=== Begin Enclosure ===
PR #110, opened 2024-09-25
Add launch.json

chriszarate:
Had this sitting locally forever, keep forgetting to PR


.vscode/launch.json
```diff
@@ -0,0 +1,14 @@
+{
+  "version": "0.2.0",
+  "configurations": [
+    {
+      "name": "Listen for Xdebug",
+      "type": "php",
+      "request": "launch",
+      "port": 9003,
+      "pathMappings": {
+        "/var/www/html/wp-content/plugins/remote-data-blocks": "${workspaceFolder}/"
```
jblz:
```suggestion
        "/var/www/html/wp-content/plugins/remote-data-blocks": "${workspaceFolder}/",
        "/var/www/html/wp-content/plugins/example": "${workspaceFolder}/example"
```

This makes it work for debugging examples as well.

.vscode/launch.json
```diff
@@ -0,0 +1,14 @@
...
+      }
+    }
```
jblz, line 20:
```suggestion
    },
    {
      "type": "chrome",
      "request": "launch",
      "name": "Launch Chrome against localhost",
      "url": "http://localhost:8888/",
      "webRoot": "${workspaceFolder}"
    }
```

While we're at it, I use this one regularly to debug the frontend (I like to keep a Chrome profile per project).

jblz (dismissed):
thanks for PR'ing

PR #111, opened 2024-09-26
add fields selection in airtable settings form

shekharnwagh:
# Description

This PR adds field selection to the Airtable data source settings page. The list of fields is shown as checkboxes, and the user can select the fields to be used in the remote data block. This input is shown once a table is selected.

The fields are currently stored in the data source settings option under the `tables` field where it lives under the key `output_query_mappings` along side the `id` and `name` of the table. An example of updated airtable datasource settings is -

```json
{
    "uuid": "",
    "service": "airtable",
    "access_token": "personal_access_token",
    "base": {
        "id": "base_id",
        "name": "Base Name"
    },
    "tables": [
        {
            "id": "table_id",
            "name": "Table Name",
            "output_query_mappings": [
                {
                    "name": "Field Name 1"
                },
                {
                    "name": "Field Name 2"
                }
            ]
        }
    ],
    "slug": "airtable-slug"
}
```

| Screenshot 2024-09-26 at 5 18 01 PM |
| :---: |
| Airtable data source settings page with field selection |

# Testing

Try creating and updating a new airtable data source with this new field selection input. Verify that the fields are correctly saved and retrieved from the database.


inc/Integrations/Airtable/AirtableDatasource.php
```diff
@@ -34,11 +34,20 @@ class AirtableDatasource extends HttpDatasource {
...
 						],
+						'output_query_mappings' => [
+							'type'  => 'array',
+							'items' => [
+								'type'       => 'object',
+								'properties' => [
+									'name' => [ 'type' => 'string' ],
+								],
+							],
+						],
```
mhsdef, line 50: I'm ok with us sticking this here if it helps make it work for next week.

But...pre-warning, I think it is gonna need to come out to a new flow involving loading into the query abstractions after that. We can have that discussion then though.

inc/Sanitization/Sanitizer.php
```diff
@@ -72,6 +72,9 @@ private function sanitize_config( array $config, array $schema ): array {
 					if ( is_array( $value ) ) {
 						if ( isset( $field_schema['items'] ) ) {
 							$sanitized[ $key ] = array_map(function ( $item ) use ( $field_schema ) {
+								if ( is_array( $item ) && isset( $field_schema['items']['properties'] ) ) {
+									return $this->sanitize_config( $item, $field_schema['items']['properties'] );
+								}
```
mhsdef, line 77: thanks!

tests/inc/Sanitization/SanitizerTest.php
```diff
@@ -110,6 +110,55 @@ public function test_sanitize_nested_array() {
 		$this->assertSame( $expected, $result );
 	}
 
+	public function test_sanitize_nested_array_of_objects() {
```
mhsdef, line 113: And tests for it! ❤️

mhsdef (approved):

inc/Integrations/Airtable/AirtableDatasource.php
shekharnwagh: > I think it is gonna need to come out to a new flow involving loading into the query abstractions

Yep, only added it here as stopgap until we do that.

PR #114, opened 2024-09-26
Do not auto-align assignments to the right-most level

jblz:
We don't want to enforce all subsequent assignments to have the same spacing before the assignment operator.
Doing so means a single change to one line can result in a large changeset that's more difficult to review.

Case in point: reintroducing the `map_name` key to the associative array here:
https://github.com/Automattic/remote-data-blocks/pull/80/commits/3c272bce662c8974313359e181427db1ebf62f5f

...resulted in a number of unrelated changes that needed to be applied here:
https://github.com/Automattic/remote-data-blocks/pull/80/commits/579313a01b99902f2be348ff351e7be962b224f4

In the context of a pull request, merge commit, etc. etc., this obscures the intent behind the change and makes it harder to spot bugs.


mehmoodak (approved):

mehmoodak:
Should we do something similar for PHPDocs?

image

maxschmeling:
@jblz can we rerun this and generate a fresh PR?

jblz:
@maxschmeling done.  whattya think?

jblz:
@maxschmeling I bumped this again.  Here's what I did:

* check out this branch
* `git reset HEAD~1`
* `git checkout -- .`
* `git pull origin trunk`
* `nvm i; npm i; composer install` (for good measure)
* `composer run phpcs-fix`
* commit & force push the result

I'll let someone else get this landed if it's wanted.

PR #327, opened 2025-01-23
adding issue templates

smithjw1:
We want to provide some guidance for those who submit issues to make sure we have the information we need.


chriszarate:
Looks good, can you please run `npm run format`

smithjw1:
> Looks good, can you please run `npm run format`

Done. Should we have this as some sort of git hook to make sure it happens? We don't have it documented anywhere.

chriszarate:
> Should we have this as some sort of git hook to make sure it happens?

We have the ability to opt-in to these hooks via `npx husky install`, but they are surprisingly controversial among developers.

PR #329, opened 2025-01-24
updating links to absolute

smithjw1:
So RDB.com works links, outside the docs folder to GitHub have to be absolute.


chriszarate (approved):
Absolute-ly great!

PR #337, opened 2025-01-27
Add `ui:search_input` input variable

chriszarate:
This PR is based on #325.

Currently, we require a "magically named" input variable for search queries so that we know how to map search input to the query. This pattern works and is documented, but deserves formalization so that this declarative pattern can be reused—for pagination and other future capabilities. 

Instead of a magic name, we will introduce a special type with a `ui:*` naming convention. After improvements to `useRemoteData`, we incorporate search capabilities into it.


chriszarate:
@brookewp Can you help me resolve the merge conflicts here?

chriszarate:
> @brookewp Can you help me resolve the merge conflicts here?

I think I got them resolved here, but could use you help with testing. And the conflicts look worse on the pagination PR

PR #338, opened 2025-01-27
Implement query pagination

chriszarate:
Based on #337. ~Still working on docs, but feel free to review!~ Ready for review!


brookewp:
This is an exciting addition! 🎉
=== End Enclosure ===
> _What to do_
In the records above, return precisely the line containing "updating links to absolute" and each line that comes after it, up to the final one.

> _Written reply_
updating links to absolute

smithjw1:
So RDB.com works links, outside the docs folder to GitHub have to be absolute.


chriszarate (approved):
Absolute-ly great!

PR #337, opened 2025-01-27
Add `ui:search_input` input variable

chriszarate:
This PR is based on #325.

Currently, we require a "magically named" input variable for search queries so that we know how to map search input to the query. This pattern works and is documented, but deserves formalization so that this declarative pattern can be reused—for pagination and other future capabilities. 

Instead of a magic name, we will introduce a special type with a `ui:*` naming convention. After improvements to `useRemoteData`, we incorporate search capabilities into it.


chriszarate:
@brookewp Can you help me resolve the merge conflicts here?

chriszarate:
> @brookewp Can you help me resolve the merge conflicts here?

I think I got them resolved here, but could use you help with testing. And the conflicts look worse on the pagination PR

PR #338, opened 2025-01-27
Implement query pagination

chriszarate:
Based on #337. ~Still working on docs, but feel free to review!~ Ready for review!


brookewp:
This is an exciting addition! 🎉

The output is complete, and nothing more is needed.